The task:
Count how many lines in the material below hold the word "events"; the reply is that number alone.

:: Supplied information ::

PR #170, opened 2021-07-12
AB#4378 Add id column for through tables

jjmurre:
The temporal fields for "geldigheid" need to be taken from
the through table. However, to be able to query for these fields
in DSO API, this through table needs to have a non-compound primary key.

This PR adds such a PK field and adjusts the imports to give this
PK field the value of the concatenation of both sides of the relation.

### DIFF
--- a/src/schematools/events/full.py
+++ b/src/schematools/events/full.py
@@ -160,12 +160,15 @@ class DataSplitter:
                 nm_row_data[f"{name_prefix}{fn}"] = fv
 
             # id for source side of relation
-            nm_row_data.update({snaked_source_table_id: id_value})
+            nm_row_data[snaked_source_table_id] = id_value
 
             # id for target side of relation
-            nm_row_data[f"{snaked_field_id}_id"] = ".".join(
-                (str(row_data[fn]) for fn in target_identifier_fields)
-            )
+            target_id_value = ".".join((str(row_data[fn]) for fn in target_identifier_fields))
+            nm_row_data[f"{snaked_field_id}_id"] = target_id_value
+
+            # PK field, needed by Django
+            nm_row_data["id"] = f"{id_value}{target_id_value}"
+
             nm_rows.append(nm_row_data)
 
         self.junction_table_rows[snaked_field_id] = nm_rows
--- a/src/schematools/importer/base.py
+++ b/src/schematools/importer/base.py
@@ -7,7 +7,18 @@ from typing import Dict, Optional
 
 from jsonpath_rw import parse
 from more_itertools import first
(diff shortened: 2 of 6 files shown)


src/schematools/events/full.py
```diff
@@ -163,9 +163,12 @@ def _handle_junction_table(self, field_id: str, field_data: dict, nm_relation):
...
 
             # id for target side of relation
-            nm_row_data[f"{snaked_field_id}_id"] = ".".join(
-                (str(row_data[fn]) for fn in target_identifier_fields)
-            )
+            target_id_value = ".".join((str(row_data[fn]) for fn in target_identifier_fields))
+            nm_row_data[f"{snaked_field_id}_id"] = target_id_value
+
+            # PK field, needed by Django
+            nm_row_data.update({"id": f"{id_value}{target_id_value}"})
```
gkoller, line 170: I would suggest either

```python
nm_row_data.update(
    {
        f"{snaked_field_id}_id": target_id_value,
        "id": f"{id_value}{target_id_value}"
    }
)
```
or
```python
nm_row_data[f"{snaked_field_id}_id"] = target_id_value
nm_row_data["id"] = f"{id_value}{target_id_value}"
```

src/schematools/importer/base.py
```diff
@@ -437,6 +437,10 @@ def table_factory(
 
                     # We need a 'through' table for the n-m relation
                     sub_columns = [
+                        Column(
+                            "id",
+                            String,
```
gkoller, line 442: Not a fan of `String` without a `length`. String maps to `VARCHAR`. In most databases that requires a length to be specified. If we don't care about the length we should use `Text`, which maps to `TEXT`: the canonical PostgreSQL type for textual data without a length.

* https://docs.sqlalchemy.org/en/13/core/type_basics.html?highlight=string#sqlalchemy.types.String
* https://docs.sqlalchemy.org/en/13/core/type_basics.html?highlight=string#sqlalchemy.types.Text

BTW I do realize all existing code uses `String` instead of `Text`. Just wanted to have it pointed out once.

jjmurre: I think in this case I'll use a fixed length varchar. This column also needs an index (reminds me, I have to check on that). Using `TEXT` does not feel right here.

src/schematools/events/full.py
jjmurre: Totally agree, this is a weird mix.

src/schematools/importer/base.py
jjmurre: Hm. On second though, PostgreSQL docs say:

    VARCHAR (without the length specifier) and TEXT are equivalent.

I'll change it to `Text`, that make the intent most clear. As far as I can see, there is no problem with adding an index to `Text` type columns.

:::

Result of the exercise:
4